»»
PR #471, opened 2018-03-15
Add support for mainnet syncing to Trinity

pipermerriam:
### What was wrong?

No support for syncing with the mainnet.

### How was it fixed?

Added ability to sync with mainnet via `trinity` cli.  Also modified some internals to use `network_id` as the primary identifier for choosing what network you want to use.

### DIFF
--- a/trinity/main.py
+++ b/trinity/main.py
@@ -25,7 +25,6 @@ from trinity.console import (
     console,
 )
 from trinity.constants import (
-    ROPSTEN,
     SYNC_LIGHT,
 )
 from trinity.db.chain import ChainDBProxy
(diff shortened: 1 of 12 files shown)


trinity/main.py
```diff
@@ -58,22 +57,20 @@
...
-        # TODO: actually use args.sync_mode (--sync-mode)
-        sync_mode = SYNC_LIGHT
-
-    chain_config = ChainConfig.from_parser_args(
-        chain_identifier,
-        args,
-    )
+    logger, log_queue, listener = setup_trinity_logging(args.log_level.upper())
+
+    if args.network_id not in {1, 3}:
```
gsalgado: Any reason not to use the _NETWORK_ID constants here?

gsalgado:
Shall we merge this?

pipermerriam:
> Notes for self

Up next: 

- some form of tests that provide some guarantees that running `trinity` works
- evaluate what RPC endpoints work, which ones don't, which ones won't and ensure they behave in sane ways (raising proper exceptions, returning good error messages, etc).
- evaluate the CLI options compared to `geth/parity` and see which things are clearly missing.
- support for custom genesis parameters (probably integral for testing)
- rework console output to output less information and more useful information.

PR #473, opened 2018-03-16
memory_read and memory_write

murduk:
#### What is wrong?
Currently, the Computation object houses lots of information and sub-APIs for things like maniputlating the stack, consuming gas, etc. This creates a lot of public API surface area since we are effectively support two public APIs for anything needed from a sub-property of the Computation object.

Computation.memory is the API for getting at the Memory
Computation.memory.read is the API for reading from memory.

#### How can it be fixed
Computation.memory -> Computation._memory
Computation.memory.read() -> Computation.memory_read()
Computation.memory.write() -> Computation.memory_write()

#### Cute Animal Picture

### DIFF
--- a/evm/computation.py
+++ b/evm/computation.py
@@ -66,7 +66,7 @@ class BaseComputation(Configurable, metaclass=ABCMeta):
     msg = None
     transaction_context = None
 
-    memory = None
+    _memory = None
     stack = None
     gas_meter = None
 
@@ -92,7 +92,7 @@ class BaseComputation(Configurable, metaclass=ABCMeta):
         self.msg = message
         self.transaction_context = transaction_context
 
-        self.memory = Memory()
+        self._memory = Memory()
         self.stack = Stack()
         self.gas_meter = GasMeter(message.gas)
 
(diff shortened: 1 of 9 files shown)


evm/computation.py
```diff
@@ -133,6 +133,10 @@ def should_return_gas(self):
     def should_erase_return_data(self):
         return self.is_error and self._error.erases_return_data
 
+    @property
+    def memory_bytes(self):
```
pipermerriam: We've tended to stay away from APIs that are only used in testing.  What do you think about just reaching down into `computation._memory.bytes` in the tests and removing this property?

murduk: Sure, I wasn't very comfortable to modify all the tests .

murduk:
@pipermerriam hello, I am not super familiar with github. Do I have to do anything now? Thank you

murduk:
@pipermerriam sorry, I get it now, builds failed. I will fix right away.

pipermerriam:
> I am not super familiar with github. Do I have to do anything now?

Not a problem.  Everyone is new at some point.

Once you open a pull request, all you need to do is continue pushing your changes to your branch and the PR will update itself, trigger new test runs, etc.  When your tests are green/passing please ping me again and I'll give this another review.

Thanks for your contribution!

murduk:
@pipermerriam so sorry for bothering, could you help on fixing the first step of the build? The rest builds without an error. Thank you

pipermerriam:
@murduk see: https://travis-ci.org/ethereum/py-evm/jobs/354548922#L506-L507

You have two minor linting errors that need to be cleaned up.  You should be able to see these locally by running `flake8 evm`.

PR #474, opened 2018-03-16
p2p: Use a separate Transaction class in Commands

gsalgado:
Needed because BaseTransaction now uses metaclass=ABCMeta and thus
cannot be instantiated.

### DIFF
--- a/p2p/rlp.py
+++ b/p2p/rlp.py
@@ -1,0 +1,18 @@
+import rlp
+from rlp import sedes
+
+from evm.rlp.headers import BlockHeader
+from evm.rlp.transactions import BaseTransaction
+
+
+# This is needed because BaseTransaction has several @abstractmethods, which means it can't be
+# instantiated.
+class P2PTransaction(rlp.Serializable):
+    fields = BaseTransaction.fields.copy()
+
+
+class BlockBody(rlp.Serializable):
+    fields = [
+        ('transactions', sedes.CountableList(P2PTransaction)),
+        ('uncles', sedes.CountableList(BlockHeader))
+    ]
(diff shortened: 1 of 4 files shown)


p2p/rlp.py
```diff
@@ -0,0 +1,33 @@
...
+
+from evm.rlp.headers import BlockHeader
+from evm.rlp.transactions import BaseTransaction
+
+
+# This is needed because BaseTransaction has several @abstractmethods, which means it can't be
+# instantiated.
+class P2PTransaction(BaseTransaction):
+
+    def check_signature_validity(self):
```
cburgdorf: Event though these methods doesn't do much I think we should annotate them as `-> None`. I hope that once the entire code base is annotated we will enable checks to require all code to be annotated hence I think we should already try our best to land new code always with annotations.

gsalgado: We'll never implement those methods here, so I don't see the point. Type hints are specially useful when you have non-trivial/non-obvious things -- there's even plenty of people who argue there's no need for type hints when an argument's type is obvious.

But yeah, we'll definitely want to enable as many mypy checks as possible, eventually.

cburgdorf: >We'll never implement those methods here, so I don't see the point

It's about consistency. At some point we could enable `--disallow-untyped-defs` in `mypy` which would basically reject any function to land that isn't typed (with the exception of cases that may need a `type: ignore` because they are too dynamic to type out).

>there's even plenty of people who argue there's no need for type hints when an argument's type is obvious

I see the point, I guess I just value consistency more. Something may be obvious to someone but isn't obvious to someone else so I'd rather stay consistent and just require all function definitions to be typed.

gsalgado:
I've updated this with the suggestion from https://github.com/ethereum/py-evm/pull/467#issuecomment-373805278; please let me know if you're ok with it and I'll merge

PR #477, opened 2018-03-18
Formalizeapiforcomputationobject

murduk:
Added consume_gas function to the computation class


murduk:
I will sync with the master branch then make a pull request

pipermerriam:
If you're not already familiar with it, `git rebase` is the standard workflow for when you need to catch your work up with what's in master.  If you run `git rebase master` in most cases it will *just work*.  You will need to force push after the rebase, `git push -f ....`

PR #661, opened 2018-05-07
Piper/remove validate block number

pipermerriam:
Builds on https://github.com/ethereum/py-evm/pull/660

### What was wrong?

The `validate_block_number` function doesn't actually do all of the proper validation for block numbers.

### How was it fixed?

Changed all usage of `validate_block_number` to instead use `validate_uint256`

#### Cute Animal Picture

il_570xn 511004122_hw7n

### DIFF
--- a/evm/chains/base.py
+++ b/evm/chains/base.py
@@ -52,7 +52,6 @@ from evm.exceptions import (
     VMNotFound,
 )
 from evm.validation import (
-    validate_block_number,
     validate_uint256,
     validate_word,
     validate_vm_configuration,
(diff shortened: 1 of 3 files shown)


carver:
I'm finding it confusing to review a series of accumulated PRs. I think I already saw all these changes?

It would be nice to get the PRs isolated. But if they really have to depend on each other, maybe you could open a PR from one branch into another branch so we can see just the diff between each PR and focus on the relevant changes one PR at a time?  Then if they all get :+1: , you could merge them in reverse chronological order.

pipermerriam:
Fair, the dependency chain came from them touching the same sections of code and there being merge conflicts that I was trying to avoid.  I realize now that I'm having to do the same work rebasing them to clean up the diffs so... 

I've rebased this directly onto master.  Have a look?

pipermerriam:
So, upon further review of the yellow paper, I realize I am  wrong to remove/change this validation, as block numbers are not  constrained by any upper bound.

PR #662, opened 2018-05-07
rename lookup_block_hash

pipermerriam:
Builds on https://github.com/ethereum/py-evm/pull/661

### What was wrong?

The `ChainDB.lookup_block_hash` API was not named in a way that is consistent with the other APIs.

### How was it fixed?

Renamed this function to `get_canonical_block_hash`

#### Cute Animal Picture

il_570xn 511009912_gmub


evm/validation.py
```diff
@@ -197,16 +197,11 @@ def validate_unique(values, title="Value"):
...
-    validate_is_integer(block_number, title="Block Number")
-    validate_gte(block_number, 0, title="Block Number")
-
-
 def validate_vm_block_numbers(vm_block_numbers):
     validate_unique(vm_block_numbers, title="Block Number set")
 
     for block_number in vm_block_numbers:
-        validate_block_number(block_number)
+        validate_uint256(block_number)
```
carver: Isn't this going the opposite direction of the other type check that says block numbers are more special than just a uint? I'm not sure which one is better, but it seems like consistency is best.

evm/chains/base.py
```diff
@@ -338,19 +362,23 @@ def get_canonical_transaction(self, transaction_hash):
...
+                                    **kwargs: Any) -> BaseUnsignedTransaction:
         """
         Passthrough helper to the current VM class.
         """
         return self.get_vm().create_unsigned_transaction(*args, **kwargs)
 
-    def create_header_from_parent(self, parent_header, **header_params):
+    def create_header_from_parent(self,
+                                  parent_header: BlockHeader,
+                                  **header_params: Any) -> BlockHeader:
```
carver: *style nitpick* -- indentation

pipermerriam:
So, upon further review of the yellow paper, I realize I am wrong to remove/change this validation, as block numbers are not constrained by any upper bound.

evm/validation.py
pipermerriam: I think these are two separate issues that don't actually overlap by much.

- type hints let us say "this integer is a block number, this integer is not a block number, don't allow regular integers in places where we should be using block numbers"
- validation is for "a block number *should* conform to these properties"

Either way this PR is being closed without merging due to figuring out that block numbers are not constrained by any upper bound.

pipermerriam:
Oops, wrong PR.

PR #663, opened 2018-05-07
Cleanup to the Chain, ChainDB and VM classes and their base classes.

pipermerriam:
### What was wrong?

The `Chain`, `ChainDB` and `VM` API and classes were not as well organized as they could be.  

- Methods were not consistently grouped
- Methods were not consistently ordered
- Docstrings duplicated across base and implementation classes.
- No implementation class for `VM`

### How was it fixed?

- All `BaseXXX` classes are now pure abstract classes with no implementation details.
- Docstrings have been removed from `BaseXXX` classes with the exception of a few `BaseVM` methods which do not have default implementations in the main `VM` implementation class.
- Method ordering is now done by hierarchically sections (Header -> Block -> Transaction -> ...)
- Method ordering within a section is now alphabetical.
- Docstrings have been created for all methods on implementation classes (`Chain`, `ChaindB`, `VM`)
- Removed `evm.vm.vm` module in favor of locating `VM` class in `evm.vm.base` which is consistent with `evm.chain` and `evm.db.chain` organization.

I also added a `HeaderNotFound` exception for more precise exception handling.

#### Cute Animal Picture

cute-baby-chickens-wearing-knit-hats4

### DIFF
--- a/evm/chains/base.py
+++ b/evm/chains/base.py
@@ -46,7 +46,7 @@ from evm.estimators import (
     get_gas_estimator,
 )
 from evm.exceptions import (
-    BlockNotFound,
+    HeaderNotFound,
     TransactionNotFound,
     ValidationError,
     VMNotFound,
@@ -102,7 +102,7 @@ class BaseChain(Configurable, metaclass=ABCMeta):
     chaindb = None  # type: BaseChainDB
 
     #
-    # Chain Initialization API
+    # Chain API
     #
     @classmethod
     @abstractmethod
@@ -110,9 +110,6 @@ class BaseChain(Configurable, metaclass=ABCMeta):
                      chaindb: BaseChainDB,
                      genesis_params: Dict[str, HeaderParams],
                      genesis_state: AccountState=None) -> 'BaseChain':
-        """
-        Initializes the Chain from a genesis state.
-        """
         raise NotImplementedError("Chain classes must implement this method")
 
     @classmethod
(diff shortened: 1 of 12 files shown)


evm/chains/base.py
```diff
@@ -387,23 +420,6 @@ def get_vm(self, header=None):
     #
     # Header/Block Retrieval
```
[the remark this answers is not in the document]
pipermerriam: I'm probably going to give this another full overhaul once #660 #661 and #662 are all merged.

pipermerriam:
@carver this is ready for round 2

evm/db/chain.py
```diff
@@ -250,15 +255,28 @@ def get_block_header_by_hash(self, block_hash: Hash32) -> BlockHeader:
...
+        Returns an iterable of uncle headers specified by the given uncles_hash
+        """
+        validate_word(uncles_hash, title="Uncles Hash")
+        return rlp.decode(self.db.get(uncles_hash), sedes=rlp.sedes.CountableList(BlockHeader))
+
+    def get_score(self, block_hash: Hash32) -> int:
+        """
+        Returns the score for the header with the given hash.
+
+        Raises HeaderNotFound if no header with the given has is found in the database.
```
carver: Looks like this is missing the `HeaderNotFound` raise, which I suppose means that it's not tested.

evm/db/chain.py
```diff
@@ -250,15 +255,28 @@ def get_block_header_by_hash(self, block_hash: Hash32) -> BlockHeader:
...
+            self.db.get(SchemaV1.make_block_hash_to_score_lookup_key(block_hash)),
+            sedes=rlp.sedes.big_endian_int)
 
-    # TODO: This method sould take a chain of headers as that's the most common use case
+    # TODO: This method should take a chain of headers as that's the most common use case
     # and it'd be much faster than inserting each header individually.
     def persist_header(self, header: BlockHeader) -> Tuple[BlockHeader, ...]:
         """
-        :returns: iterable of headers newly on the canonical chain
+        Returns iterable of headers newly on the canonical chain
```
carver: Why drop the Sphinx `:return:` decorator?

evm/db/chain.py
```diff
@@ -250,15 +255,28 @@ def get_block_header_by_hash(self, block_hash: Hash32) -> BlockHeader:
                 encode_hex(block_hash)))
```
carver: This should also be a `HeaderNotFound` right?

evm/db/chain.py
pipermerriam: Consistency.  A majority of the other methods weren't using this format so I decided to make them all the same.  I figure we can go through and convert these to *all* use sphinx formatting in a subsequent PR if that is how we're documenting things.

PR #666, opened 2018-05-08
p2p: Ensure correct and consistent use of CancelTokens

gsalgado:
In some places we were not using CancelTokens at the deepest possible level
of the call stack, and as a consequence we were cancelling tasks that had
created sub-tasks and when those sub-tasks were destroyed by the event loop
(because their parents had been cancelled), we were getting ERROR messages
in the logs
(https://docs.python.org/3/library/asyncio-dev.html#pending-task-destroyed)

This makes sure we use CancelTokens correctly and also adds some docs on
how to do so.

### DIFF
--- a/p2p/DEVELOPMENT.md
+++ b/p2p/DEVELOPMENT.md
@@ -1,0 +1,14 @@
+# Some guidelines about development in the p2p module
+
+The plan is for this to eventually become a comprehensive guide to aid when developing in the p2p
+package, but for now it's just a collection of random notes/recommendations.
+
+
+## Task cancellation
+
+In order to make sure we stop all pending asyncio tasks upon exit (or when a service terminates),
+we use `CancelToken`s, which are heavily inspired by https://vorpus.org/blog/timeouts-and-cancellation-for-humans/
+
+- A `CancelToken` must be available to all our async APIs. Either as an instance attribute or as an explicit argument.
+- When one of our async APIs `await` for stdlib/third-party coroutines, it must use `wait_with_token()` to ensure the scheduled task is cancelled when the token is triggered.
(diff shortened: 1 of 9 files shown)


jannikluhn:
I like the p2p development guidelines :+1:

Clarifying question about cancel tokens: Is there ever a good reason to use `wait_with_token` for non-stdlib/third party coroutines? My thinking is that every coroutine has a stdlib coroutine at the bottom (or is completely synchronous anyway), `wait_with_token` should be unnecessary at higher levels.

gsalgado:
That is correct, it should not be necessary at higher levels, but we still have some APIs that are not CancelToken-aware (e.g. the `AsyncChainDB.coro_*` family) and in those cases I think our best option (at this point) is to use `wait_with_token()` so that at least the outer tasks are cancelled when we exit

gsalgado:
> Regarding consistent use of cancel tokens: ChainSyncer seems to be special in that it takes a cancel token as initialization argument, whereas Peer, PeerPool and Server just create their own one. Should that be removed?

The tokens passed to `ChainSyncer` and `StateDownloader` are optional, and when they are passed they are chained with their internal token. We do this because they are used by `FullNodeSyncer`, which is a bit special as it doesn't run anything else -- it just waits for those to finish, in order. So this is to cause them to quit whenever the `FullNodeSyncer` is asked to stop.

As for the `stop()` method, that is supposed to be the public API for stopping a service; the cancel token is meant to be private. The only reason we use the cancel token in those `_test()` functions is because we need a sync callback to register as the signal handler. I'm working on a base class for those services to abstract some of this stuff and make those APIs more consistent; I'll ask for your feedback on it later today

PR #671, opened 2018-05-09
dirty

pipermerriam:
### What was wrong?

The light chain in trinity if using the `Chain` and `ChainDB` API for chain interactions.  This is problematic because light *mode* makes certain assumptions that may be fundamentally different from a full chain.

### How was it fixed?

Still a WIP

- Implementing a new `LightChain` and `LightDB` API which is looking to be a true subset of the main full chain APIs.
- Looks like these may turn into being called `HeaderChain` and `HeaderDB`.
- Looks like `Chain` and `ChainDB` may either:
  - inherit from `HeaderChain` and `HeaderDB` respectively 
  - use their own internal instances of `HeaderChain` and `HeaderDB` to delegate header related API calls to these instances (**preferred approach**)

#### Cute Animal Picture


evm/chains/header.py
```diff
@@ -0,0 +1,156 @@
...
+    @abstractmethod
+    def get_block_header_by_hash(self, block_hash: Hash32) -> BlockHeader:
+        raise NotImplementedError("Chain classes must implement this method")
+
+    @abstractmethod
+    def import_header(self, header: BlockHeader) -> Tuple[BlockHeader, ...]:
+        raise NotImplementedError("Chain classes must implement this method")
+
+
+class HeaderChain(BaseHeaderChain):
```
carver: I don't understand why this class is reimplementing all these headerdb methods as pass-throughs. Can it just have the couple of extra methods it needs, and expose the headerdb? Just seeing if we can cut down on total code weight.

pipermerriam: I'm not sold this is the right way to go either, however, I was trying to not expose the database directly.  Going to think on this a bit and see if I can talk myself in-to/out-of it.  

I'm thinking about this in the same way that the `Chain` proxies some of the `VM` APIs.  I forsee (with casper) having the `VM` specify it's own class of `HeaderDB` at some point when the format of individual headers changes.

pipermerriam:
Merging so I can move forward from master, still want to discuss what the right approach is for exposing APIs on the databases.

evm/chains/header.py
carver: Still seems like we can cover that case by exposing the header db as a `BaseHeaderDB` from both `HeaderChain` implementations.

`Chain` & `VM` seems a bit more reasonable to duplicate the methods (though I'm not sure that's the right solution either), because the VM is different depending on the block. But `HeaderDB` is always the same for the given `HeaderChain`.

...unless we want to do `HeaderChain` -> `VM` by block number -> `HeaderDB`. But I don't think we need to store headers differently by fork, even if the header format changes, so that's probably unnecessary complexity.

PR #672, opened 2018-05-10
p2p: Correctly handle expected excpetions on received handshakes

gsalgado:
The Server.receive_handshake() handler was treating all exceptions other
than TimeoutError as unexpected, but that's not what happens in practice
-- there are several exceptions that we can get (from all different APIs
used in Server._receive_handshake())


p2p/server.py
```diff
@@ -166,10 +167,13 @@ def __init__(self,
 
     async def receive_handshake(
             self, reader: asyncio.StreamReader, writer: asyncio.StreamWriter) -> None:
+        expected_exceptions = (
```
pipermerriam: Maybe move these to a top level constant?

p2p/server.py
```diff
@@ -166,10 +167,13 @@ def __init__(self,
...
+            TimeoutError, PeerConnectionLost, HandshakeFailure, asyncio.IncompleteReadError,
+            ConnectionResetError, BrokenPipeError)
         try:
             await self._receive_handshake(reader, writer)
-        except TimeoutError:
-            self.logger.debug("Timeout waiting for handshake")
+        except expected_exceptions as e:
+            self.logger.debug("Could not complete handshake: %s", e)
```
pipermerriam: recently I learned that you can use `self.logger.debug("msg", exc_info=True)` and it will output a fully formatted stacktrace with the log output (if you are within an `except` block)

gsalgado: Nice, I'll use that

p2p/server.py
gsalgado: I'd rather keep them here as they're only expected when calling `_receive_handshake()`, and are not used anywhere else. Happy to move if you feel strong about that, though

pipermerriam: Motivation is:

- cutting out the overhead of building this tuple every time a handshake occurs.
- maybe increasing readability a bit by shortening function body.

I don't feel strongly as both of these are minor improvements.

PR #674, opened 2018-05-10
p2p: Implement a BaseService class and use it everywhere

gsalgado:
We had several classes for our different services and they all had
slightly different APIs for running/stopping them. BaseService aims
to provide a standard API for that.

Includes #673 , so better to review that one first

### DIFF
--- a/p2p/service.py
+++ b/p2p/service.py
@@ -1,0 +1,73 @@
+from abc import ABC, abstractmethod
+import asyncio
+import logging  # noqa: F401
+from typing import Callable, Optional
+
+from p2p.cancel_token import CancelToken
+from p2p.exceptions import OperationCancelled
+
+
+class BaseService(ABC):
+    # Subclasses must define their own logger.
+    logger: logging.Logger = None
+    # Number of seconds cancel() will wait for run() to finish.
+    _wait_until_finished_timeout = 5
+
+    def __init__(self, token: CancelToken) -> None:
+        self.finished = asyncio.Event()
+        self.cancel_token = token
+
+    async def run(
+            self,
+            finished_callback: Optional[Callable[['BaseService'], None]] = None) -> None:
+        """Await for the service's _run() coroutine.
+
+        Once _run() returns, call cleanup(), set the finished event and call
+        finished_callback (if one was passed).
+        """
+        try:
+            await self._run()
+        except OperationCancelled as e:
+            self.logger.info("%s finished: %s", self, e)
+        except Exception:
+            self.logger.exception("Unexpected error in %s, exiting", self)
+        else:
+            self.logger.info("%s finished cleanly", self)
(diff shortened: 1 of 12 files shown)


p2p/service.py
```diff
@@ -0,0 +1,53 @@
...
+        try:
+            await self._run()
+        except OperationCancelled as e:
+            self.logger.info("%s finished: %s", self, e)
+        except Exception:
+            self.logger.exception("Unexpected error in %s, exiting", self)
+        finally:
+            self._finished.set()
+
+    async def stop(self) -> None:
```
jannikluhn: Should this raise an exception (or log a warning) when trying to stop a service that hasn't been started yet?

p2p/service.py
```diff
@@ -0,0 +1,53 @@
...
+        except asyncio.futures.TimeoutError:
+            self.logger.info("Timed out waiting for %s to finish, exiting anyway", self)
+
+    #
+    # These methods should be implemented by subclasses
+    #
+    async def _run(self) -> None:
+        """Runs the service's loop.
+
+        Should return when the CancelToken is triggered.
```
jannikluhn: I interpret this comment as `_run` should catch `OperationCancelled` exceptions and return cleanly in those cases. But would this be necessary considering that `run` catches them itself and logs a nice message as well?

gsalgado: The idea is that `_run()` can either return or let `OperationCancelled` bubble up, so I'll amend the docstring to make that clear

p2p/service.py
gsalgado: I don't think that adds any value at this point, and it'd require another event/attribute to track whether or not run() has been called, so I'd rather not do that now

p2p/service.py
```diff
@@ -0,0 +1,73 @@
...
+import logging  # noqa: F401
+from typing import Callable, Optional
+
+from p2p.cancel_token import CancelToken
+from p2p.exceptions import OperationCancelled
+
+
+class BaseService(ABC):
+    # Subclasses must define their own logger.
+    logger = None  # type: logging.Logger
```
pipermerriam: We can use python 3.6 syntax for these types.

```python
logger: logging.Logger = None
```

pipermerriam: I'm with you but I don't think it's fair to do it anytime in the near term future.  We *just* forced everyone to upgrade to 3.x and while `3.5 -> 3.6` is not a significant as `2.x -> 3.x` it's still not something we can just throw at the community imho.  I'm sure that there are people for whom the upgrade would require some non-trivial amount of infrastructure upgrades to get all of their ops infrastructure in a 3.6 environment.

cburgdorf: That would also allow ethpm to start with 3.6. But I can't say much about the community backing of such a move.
««
[Directions] With the line holding "error. Thank you" as the first and the line holding "PR #474, opened 2018-03-16" as the last, please transcribe exactly the lines of the material above in that range and nothing else.

[Result for this exercise]
@pipermerriam so sorry for bothering, could you help on fixing the first step of the build? The rest builds without an error. Thank you

pipermerriam:
@murduk see: https://travis-ci.org/ethereum/py-evm/jobs/354548922#L506-L507

You have two minor linting errors that need to be cleaned up.  You should be able to see these locally by running `flake8 evm`.

PR #474, opened 2018-03-16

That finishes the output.